◆ WORK INSTRUCTION
Please reproduce every entry below without omitting a single line.

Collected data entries

============

PR #2159, opened 2023-10-25
feat: messageHash attaribute added in SQLite + migration script ready

ABresting:
# Description
`messageHash` attribute added to SQLite, which removes the `id` attribute. An associated test case also added. A migration script also added.

Also also unifies the use of `computeDigest` as per the RFC. Since it was inconsistent with the remaining code. All the instances of `id` attribute replaced by `messageHash` which includes data types, testcases and library code.

It has to be done using a single PR to avoid adding another migration script to remove the legacy `id` attribute related code.
Wherever possible digest is replaced by `messageHash` for uniformity.

Adding folks from goWaku and jsWaku as well since this PR also modifies the nodeRestAPIs and some associated types.

# Changes

- [x] `id` attribute replaced by `messageHash`
- [x] `id`/`messageHash` computation made uniform protocol wide.
- [x] all instances of `id` attribute replaced by `messageHash`
- [x] migration script added for `id` to `messageHash` replacement
- [x] primary key of SQLite updated

## Issue

#2112


waku/waku_archive/archive.nim
```diff
@@ -104,7 +104,7 @@ proc handleMessage*(w: WakuArchive,
       msgReceivedTime = if msg.timestamp > 0: msg.timestamp
                         else: getNanosecondTime(getTime().toUnixFloat())
 
-    trace "handling message", pubsubTopic=pubsubTopic, contentTopic=msg.contentTopic, timestamp=msg.timestamp, digest=msgDigest
+    trace "handling message", pubsubTopic=pubsubTopic, contentTopic=msg.contentTopic, timestamp=msg.timestamp, messageHash=msgDigest
```
Ivansete-status, line 107:
```suggestion
    trace "handling message", pubsubTopic=pubsubTopic, contentTopic=msg.contentTopic, timestamp=msg.timestamp, messageHash=msgHash
```

waku/waku_archive/driver/postgres_driver/postgres_driver.nim
```diff
@@ -93,12 +93,12 @@ proc reset*(s: PostgresDriver): Future[ArchiveDriverResult[void]] {.async.} =
 method put*(s: PostgresDriver,
             pubsubTopic: PubsubTopic,
             message: WakuMessage,
-            digest: MessageDigest,
+            messageHash: MessageDigest,
```
Ivansete-status, line 96: We need to change that type name elsewhere.
```suggestion
            messageHash: MessageHash,
```

waku/waku_archive/driver/sqlite_driver/migrations.nim
```diff
@@ -14,12 +14,12 @@ logScope:
...
 
 
-const SchemaVersion* = 7 # increase this when there is an update in the database schema
+const SchemaVersion* = 8 # increase this when there is an update in the database schema
 
 template projectRoot: string = currentSourcePath.rsplit(DirSep, 1)[0] / ".." / ".." / ".." / ".."
 const MessageStoreMigrationPath: string = projectRoot / "migrations" / "message_store"
 
-proc isSchemaVersion7*(db: SqliteDatabase): DatabaseResult[bool] =
+proc isSchemaVersion8*(db: SqliteDatabase): DatabaseResult[bool] =
```
Ivansete-status, line 22: This proc is a temporary workaround that we will keep until version 0.30.0.
Therefore, we need to keep considering the hard-coded logic for the version 7 :D
```suggestion
proc isSchemaVersion7*(db: SqliteDatabase): DatabaseResult[bool] =
```

waku/waku_archive/driver/sqlite_driver/sqlite_driver.nim
```diff
@@ -65,7 +65,7 @@ method put*(s: SqliteDriver,
             Future[ArchiveDriverResult[void]] {.async.} =
   ## Inserts a message into the store
   let res = s.insertStmt.exec((
-    @(digest.data),                # id
+    @(digest.data),                # messageHash
```
Ivansete-status, line 68:
```suggestion
    @(messageHash.data),                # messageHash
```

waku/waku_store/common.nim
```diff
@@ -27,13 +27,15 @@ type WakuStoreResult*[T] = Result[T, string]
 
 type MessageDigest* = MDigest[256]
 
-proc computeDigest*(msg: WakuMessage): MessageDigest =
+proc computeDigest*(msg: WakuMessage, pubSubTopic: string): MessageDigest =
```
Ivansete-status, line 30: What if we completely remove this and only have the `computeDigest` from `waku_archive`?
I suggest doing that in a separate PR.

Ivansete-status (changes requested):
It's getting a good shape indeed!
I added a few comments that we need to resolve.
Especially interesting is the one around the "version 7" issue, where we should emphasize the upgrade correctness. i.e. we need to make sure the database gets well updated from sqlite files created in version 0.15.0, for example.

tests/waku_store/test_resume.nim
```diff
@@ -11,7 +11,7 @@ import
   ../../waku/node/message_store/sqlite_store,
   ../../waku/node/peer_manager,
   ../../waku/waku_core,
-  ../../waku/waku_store,
+  ../../waku/waku_store
```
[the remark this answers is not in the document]
ABresting: I think it's one of those typos :D

waku/waku_store/common.nim
ABresting: indeed, this created a whole lot of mess for me earlier.

Ivansete-status (changes requested):
Apologies that I didn't realize that before but I think it is better to stick to the "digest" concept. Trying to modify so many files to accommodate the name to _messageHash_ isn't great because we would need also to change the _Store_ protocol itself.

Therefore I think it is better to keep using the `digest` name for that field in the _Message_ database.

@jm-clius - wdyt about naming the new field `messageDigest` instead of `messageHash`? I think that would make it more aligned with our current code base. Maybe easier to just rename the "message_hash" to "messageDigest" in https://rfc.vac.dev/spec/14/#test-vectors :)

waku/waku_store/common.nim
```diff
@@ -23,17 +23,19 @@ const
...
 
 
-## Waku message digest
+## Waku message hash
 
-type MessageDigest* = MDigest[256]
+type MessageHash* = MDigest[256]
 
-proc computeDigest*(msg: WakuMessage): MessageDigest =
+proc computeDigest*(msg: WakuMessage, pubSubTopic: string): MessageHash =
```
jm-clius, line 30: This should not be what's used to compute the message hash - this function exists for various historical reasons that I can't fully remember. It must indeed eventually be deprecated, but the authoritative message digest computation is: https://github.com/waku-org/nwaku/blob/master/waku/waku_core/message/digest.nim

jm-clius: In other words, changing this function is unnecessarily going to break backwards compatibility. We simply want to add the message digest as defined in the RFC and implemented in https://github.com/waku-org/nwaku/blob/master/waku/waku_core/message/digest.nim as the primary key index column. This will allow us to extend the Store protocol in future to operate on these unique message digests. These will also replace our current cursors, but we'll do so in a way that doesn't break backwards compatbility. IMO for now the existing query behaviour, and especially cursors, shouldn't change as it will be very high-impact, unless I'm missing something?

jm-clius (changes requested):
I think this introduces significant breaking changes. All Store clients operate currently with a view of how the cursors work and should be computed and this will cause queries to fail, afaics.

I don't see the need for introducing breaking changes. The main idea is to make sure that we introduce the authoritative deterministic message hash as set out in RFC 14 (https://rfc.vac.dev/spec/14/#deterministic-message-hashing) and implemented in https://github.com/waku-org/nwaku/blob/master/waku/waku_core/message/digest.nim as a queryable "column" (at least for postgresql, but it probably makes sense in the other archive impls too). To not break backwards compatibility, this should be a new column (I'm happy with `messageHash`). Since the deterministic message hash is used to populate this column, it MUST be unique and can serve as the (only) primary key. The `computeDigest` and other functions will indeed eventually be deprecated once we extend the Store protocol itself, but should remain untouched for now.

ABresting:
closing this since as per new research [direction](https://github.com/waku-org/research/issues/46), a new [PR](https://github.com/waku-org/nwaku/pull/2202) with targeted scope is drafted.

Issue #2164, opened 2023-10-27
chore: time retention policy should perform vacuum as well as size and capacity retention policy


Ivansete-status:
### Background
The time retention policy reduces the number of rows but does not apply size reductions in the _SQLite_ database file.

### Details
The following doesn't apply vacuum: https://github.com/waku-org/nwaku/blob/master/waku/waku_archive/retention_policy/retention_policy_time.nim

============

◆ EXERCISE OUTPUT
PR #2159, opened 2023-10-25
feat: messageHash attaribute added in SQLite + migration script ready

ABresting:
# Description
`messageHash` attribute added to SQLite, which removes the `id` attribute. An associated test case also added. A migration script also added.

Also also unifies the use of `computeDigest` as per the RFC. Since it was inconsistent with the remaining code. All the instances of `id` attribute replaced by `messageHash` which includes data types, testcases and library code.

It has to be done using a single PR to avoid adding another migration script to remove the legacy `id` attribute related code.
Wherever possible digest is replaced by `messageHash` for uniformity.

Adding folks from goWaku and jsWaku as well since this PR also modifies the nodeRestAPIs and some associated types.

# Changes

- [x] `id` attribute replaced by `messageHash`
- [x] `id`/`messageHash` computation made uniform protocol wide.
- [x] all instances of `id` attribute replaced by `messageHash`
- [x] migration script added for `id` to `messageHash` replacement
- [x] primary key of SQLite updated

## Issue

#2112


waku/waku_archive/archive.nim
```diff
@@ -104,7 +104,7 @@ proc handleMessage*(w: WakuArchive,
       msgReceivedTime = if msg.timestamp > 0: msg.timestamp
                         else: getNanosecondTime(getTime().toUnixFloat())
 
-    trace "handling message", pubsubTopic=pubsubTopic, contentTopic=msg.contentTopic, timestamp=msg.timestamp, digest=msgDigest
+    trace "handling message", pubsubTopic=pubsubTopic, contentTopic=msg.contentTopic, timestamp=msg.timestamp, messageHash=msgDigest
```
Ivansete-status, line 107:
```suggestion
    trace "handling message", pubsubTopic=pubsubTopic, contentTopic=msg.contentTopic, timestamp=msg.timestamp, messageHash=msgHash
```

waku/waku_archive/driver/postgres_driver/postgres_driver.nim
```diff
@@ -93,12 +93,12 @@ proc reset*(s: PostgresDriver): Future[ArchiveDriverResult[void]] {.async.} =
 method put*(s: PostgresDriver,
             pubsubTopic: PubsubTopic,
             message: WakuMessage,
-            digest: MessageDigest,
+            messageHash: MessageDigest,
```
Ivansete-status, line 96: We need to change that type name elsewhere.
```suggestion
            messageHash: MessageHash,
```

waku/waku_archive/driver/sqlite_driver/migrations.nim
```diff
@@ -14,12 +14,12 @@ logScope:
...
 
 
-const SchemaVersion* = 7 # increase this when there is an update in the database schema
+const SchemaVersion* = 8 # increase this when there is an update in the database schema
 
 template projectRoot: string = currentSourcePath.rsplit(DirSep, 1)[0] / ".." / ".." / ".." / ".."
 const MessageStoreMigrationPath: string = projectRoot / "migrations" / "message_store"
 
-proc isSchemaVersion7*(db: SqliteDatabase): DatabaseResult[bool] =
+proc isSchemaVersion8*(db: SqliteDatabase): DatabaseResult[bool] =
```
Ivansete-status, line 22: This proc is a temporary workaround that we will keep until version 0.30.0.
Therefore, we need to keep considering the hard-coded logic for the version 7 :D
```suggestion
proc isSchemaVersion7*(db: SqliteDatabase): DatabaseResult[bool] =
```

waku/waku_archive/driver/sqlite_driver/sqlite_driver.nim
```diff
@@ -65,7 +65,7 @@ method put*(s: SqliteDriver,
             Future[ArchiveDriverResult[void]] {.async.} =
   ## Inserts a message into the store
   let res = s.insertStmt.exec((
-    @(digest.data),                # id
+    @(digest.data),                # messageHash
```
Ivansete-status, line 68:
```suggestion
    @(messageHash.data),                # messageHash
```

waku/waku_store/common.nim
```diff
@@ -27,13 +27,15 @@ type WakuStoreResult*[T] = Result[T, string]
 
 type MessageDigest* = MDigest[256]
 
-proc computeDigest*(msg: WakuMessage): MessageDigest =
+proc computeDigest*(msg: WakuMessage, pubSubTopic: string): MessageDigest =
```
Ivansete-status, line 30: What if we completely remove this and only have the `computeDigest` from `waku_archive`?
I suggest doing that in a separate PR.

Ivansete-status (changes requested):
It's getting a good shape indeed!
I added a few comments that we need to resolve.
Especially interesting is the one around the "version 7" issue, where we should emphasize the upgrade correctness. i.e. we need to make sure the database gets well updated from sqlite files created in version 0.15.0, for example.

tests/waku_store/test_resume.nim
```diff
@@ -11,7 +11,7 @@ import
   ../../waku/node/message_store/sqlite_store,
   ../../waku/node/peer_manager,
   ../../waku/waku_core,
-  ../../waku/waku_store,
+  ../../waku/waku_store
```
[the remark this answers is not in the document]
ABresting: I think it's one of those typos :D

waku/waku_store/common.nim
ABresting: indeed, this created a whole lot of mess for me earlier.

Ivansete-status (changes requested):
Apologies that I didn't realize that before but I think it is better to stick to the "digest" concept. Trying to modify so many files to accommodate the name to _messageHash_ isn't great because we would need also to change the _Store_ protocol itself.

Therefore I think it is better to keep using the `digest` name for that field in the _Message_ database.

@jm-clius - wdyt about naming the new field `messageDigest` instead of `messageHash`? I think that would make it more aligned with our current code base. Maybe easier to just rename the "message_hash" to "messageDigest" in https://rfc.vac.dev/spec/14/#test-vectors :)

waku/waku_store/common.nim
```diff
@@ -23,17 +23,19 @@ const
...
 
 
-## Waku message digest
+## Waku message hash
 
-type MessageDigest* = MDigest[256]
+type MessageHash* = MDigest[256]
 
-proc computeDigest*(msg: WakuMessage): MessageDigest =
+proc computeDigest*(msg: WakuMessage, pubSubTopic: string): MessageHash =
```
jm-clius, line 30: This should not be what's used to compute the message hash - this function exists for various historical reasons that I can't fully remember. It must indeed eventually be deprecated, but the authoritative message digest computation is: https://github.com/waku-org/nwaku/blob/master/waku/waku_core/message/digest.nim

jm-clius: In other words, changing this function is unnecessarily going to break backwards compatibility. We simply want to add the message digest as defined in the RFC and implemented in https://github.com/waku-org/nwaku/blob/master/waku/waku_core/message/digest.nim as the primary key index column. This will allow us to extend the Store protocol in future to operate on these unique message digests. These will also replace our current cursors, but we'll do so in a way that doesn't break backwards compatbility. IMO for now the existing query behaviour, and especially cursors, shouldn't change as it will be very high-impact, unless I'm missing something?

jm-clius (changes requested):
I think this introduces significant breaking changes. All Store clients operate currently with a view of how the cursors work and should be computed and this will cause queries to fail, afaics.

I don't see the need for introducing breaking changes. The main idea is to make sure that we introduce the authoritative deterministic message hash as set out in RFC 14 (https://rfc.vac.dev/spec/14/#deterministic-message-hashing) and implemented in https://github.com/waku-org/nwaku/blob/master/waku/waku_core/message/digest.nim as a queryable "column" (at least for postgresql, but it probably makes sense in the other archive impls too). To not break backwards compatibility, this should be a new column (I'm happy with `messageHash`). Since the deterministic message hash is used to populate this column, it MUST be unique and can serve as the (only) primary key. The `computeDigest` and other functions will indeed eventually be deprecated once we extend the Store protocol itself, but should remain untouched for now.

ABresting:
closing this since as per new research [direction](https://github.com/waku-org/research/issues/46), a new [PR](https://github.com/waku-org/nwaku/pull/2202) with targeted scope is drafted.

Issue #2164, opened 2023-10-27
chore: time retention policy should perform vacuum as well as size and capacity retention policy


Ivansete-status:
### Background
The time retention policy reduces the number of rows but does not apply size reductions in the _SQLite_ database file.

### Details
The following doesn't apply vacuum: https://github.com/waku-org/nwaku/blob/master/waku/waku_archive/retention_policy/retention_policy_time.nim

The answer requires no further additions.